In Italia, ma non solo, vi sono forze, anche comuniste, anche di “sinistra”, che non capiscono, o per atavico antisovietismo o per nuova russofobia, che un’eventuale sconfitta di Putin nella guerra della Nato contro la Russia favorirebbe in modo enorme e gravissimo il ritorno ad un’egemonia Usa nel mondo, muterebbe di nuovi i rapporti di forza internazionali a favore del fronte imperialista, metterebbe all’ordine del giorno della storia l’attacco militare Usa, Nato e Ue contro la Cina, trasformando definitivamente l’Ue in un polo neoimperialista non solo liberista ma totalmente reazionario.
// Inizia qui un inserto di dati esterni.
PR #702, opened 2024-10-24
Document `declare-new-error`

jpellegrini:
Hi @egallesio !
Did I get this right? :)

### DIFF
--- a/lib/bonus.stk
+++ b/lib/bonus.stk
@@ -465,7 +465,7 @@ doc>
          (expr (read-ci p)))
     (close-port p)
     expr))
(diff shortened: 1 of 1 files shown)


jpellegrini:
I didn't know exactly where to include it in the reference manual, so I did not do that...

egallesio:
Thanks a lot for this PR. 
I have finally renamed `declare-new-error` to `define-new-error` (to be similar to other forms). Furthermore, I have moved
the form in SRFI-35 since it can be used only if the SRFI is loaded.

PR #711, opened 2025-01-29
[R7RS] Implement ellipsis escaping, as per R7RS

### LINKED ISSUE #704: `syntax-rules` does not support patterns beginning with ellipsis, like `(... ...)`
Hi @egallesio - happy holidays!

In page 24 of R7RS, the specification of patterns for `syntax-rules` contains this:

> A template of the form `(<ellipsis> <template>)` is identical to `<template>`, except that ellipses within the template have no special meaning. That is, any ellipses contained within `<template>` are treated as ordinary identifiers. In particular, the template `(<ellipsis> <ellipsis>)` produces a single `<ellipsis>`. This allows syntactic abstractions to expand into code containing ellipses.

```scheme
(define-syntax be-like-begin
  (syntax-rules ()
    ((be-like-begin name)
      (define-syntax name
        (syntax-rules ()
          ((name expr (... ...))
            (begin expr (... ...))))))))

(be-like-begin sequence)
(sequence 1 2 3 4)      ;; => result should be 4
```

But in STklos this raises an error when using the macro:

```scheme
stklos> (be-like-begin sequence)
**** Error:
map: malformed list '#f'
```

I'll take a look into this, probably before the beginning of 2025 -- but I wanted to report the issue already.

jpellegrini:
In Section 4.3.2 of R7RS (page 23 of the PDF), it is said that a <template> can be one of:

1. `(<element> ...)`
2. `(<element> <element> ... . <template>)`
3. `(<ellipsis> <template>)`
4. `#(<element> ...)`

Number (3) is an escaping pattern. Inside ir, ellipses are treated like a symbol, and not like the syntax-rules ellipsis. And that template *must* have only two elements.

`(<ellipsis> <template>)`
should be transformed into
`<template>`

but protecting the ellipses (they have no special meaning there).

So

```
(... a)          => a
(... (a b ... c) => (a b ... c)
(... ...)        => ...
(... a b)        => error (too many elements)
```

but the ellipses on the right side are ignored by `syntax-rules`.

The implementation is:

1. In MBE, include a check for malformed escapes (as in the last case above, `(... a b)`)
2. In MBE: `(mbe:subst-ellipsis expr ell new-ell)` will go through `expr`, and substitute *only* the sublists that match the form of an escaping ellipsis, doing the appropriate transform. However, inside the subtemplate, the ellipses will be transformed into a symbol which is internal to MBE, produced by gensym (so no match will be possible). This is in `find-clause`
3. in MBE, "replace" can be used to get the original ellipses back. This is also in `find-clause`
4. In runtime-macros, `syntax-rules` calls the internal MBE procedure `check-wrong-ellipsis-escape`
5. In MBE, `let-syntax` also does that.

Some tests, including the example in R7RS, were added.

Fix #704

### DIFF
--- a/lib/mbe.stk
+++ b/lib/mbe.stk
@@ -168,6 +168,8 @@ doc>
 (define mbe:ellipsis-sub-envs           #f)
 (define mbe:contained-in?               #f)
 
+(define ellipsis-marker (gensym "ELLIPSIS-"))
+
 ;=============================================================================
 
 ;; reverse assq:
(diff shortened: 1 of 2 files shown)


jpellegrini:
Oh, this should fix #704

jpellegrini:
There is a glitch in this, I'm fixing.

jpellegrini:
Ok, I got it working. But one of the examples does not work with let-syntax. I think it's something in let-syntax; I'll take a look later. Its code seems different from that of syntax-rules

jpellegrini:
@egallesio I just fixed this so it works with the recent changes to `mbe.stk` and `runtime-macros.stk`. It implements the R7RS ellipsis patterns properly, and passes all tests...

egallesio:
I have tried to merge this PR in a hurry (I will have some surgery tomorrow, and will be probably far from a computer for a couple of weeks). :disappointed:

jpellegrini:
Hey @egallesio no need to hurry!
STklos can wait, your health is more important! Good luck tomorrow!

PR #713, opened 2025-01-30
Add `quote-expanded`

### LINKED ISSUE #712: Can't macro-expand syntax defined with `let-syntax`
```scheme
(let-syntax ((%f (syntax-rules ()
                    ((%f) (format (... "2"))))))
        (%f))

 => "2"  (correct!)
```

But

```scheme
(let-syntax ((%f (syntax-rules ()
                    ((%f) (format (... "2"))))))
        (macro-expand* '(%f)))

 => (%f)  -- hmm, we could do better, maybe?
```

(Although Gauche does the same)

jpellegrini:
Five lines added to the compiler, nothing else :grin:   (Not counting the tests, of course)

`(quote-expanded form)`

`Quote-expanded` will first expand then quote (without evaluating) `form`, and it can be used not only on the REPL or on top-level contexts, but also inside `let-syntax`.

```scheme
(let-syntax ((%f (syntax-rules ()
                   ((%f) (format  "2")))))
  (quote-expanded (%f)))                    => (format "2")

(let-syntax ((%f (syntax-rules ()
                   ((%f x) (display x)))))
  (quote-expanded (%f '(a b c))))           => (display '(a b c))
```

Fixes #712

Occorre riflettere: oggi assistiamo, in Europa, al tentativo – che va, peraltro, ampiamente riuscendo – condotto dal potere politico/ideologico dell’Ue per mano del grande capitale transnazionale europeo, volto alla sussunzione nell’ordine ideologico liberista e filo americano dell’Ue delle forze di destra e reazionarie europee (a partire dai Fratelli d’Italia e dal governo Meloni, sempre più longa manus di Washington, della Nato e di Bruxelles, ma il tentativo di trasformazione ideologica e politica è già iniziato anche con Marine Le Pen). Se la Russia perdesse la guerra lanciatagli contro dalla Nato, il potere ideologico e politico dell’Ue, in un contesto internazionale e continentale spostato decisamente a destra in virtù della stessa sconfitta della Russia, spingerebbe Bruxelles a riconsiderare il proprio progetto di trasformazione delle nascenti destre reazionarie europee in nuovi bastioni liberisti, operando invece nel senso opposto, favorendo, cioè, la loro piena maturazione come forze sempre filo imperialiste ma, anche, più conseguentemente fasciste.
La questione della guerra della Nato contro la Russia, ripetiamo per sistematizzare la riflessione finale, è quella, senza possibilità di ripensamenti e gerarchizzazione delle questioni, centrale. Quella che i comunisti e le forze antimperialiste e rivoluzionarie debbono mettere al primo posto di ogni analisi, di ogni lettura dello stato delle cose, di ogni contraddizione di fase.
Per questo motivo i comunisti sono e debbono essere particolarmente preoccupati dal fatto che nel Programma del Nouveau Front Populaire, che ha vinto le recenti elezioni in Francia, vi sia una totale solidarietà all’Ucraina nazifascista di Zelensly e una netta contrarietà alla Russia. Una linea che inquina la stessa, importante vittoria anti lepenista e rafforza la Nato, le politiche di riamo verso Kiev e la strategia Usa di trasformazione della Germania e di tutta l’Ue in avamposto della guerra Nato contro Mosca.
Non è su questa linea che dovranno muoversi invece comunisti italiani, che di fronte al pericolo sempre più verosimile di una terza guerra mondiale a conduzione Nato, dovranno duramente lavorare per mettere in campo una nuova e più forte organizzazione comunista unita e conseguentemente antimperialista che possa offrirsi come cardine per la costruzione di un più vasto fronte di lavoratori e di popolo contro la guerra e per l’uscita dell’Italia dalla Nato.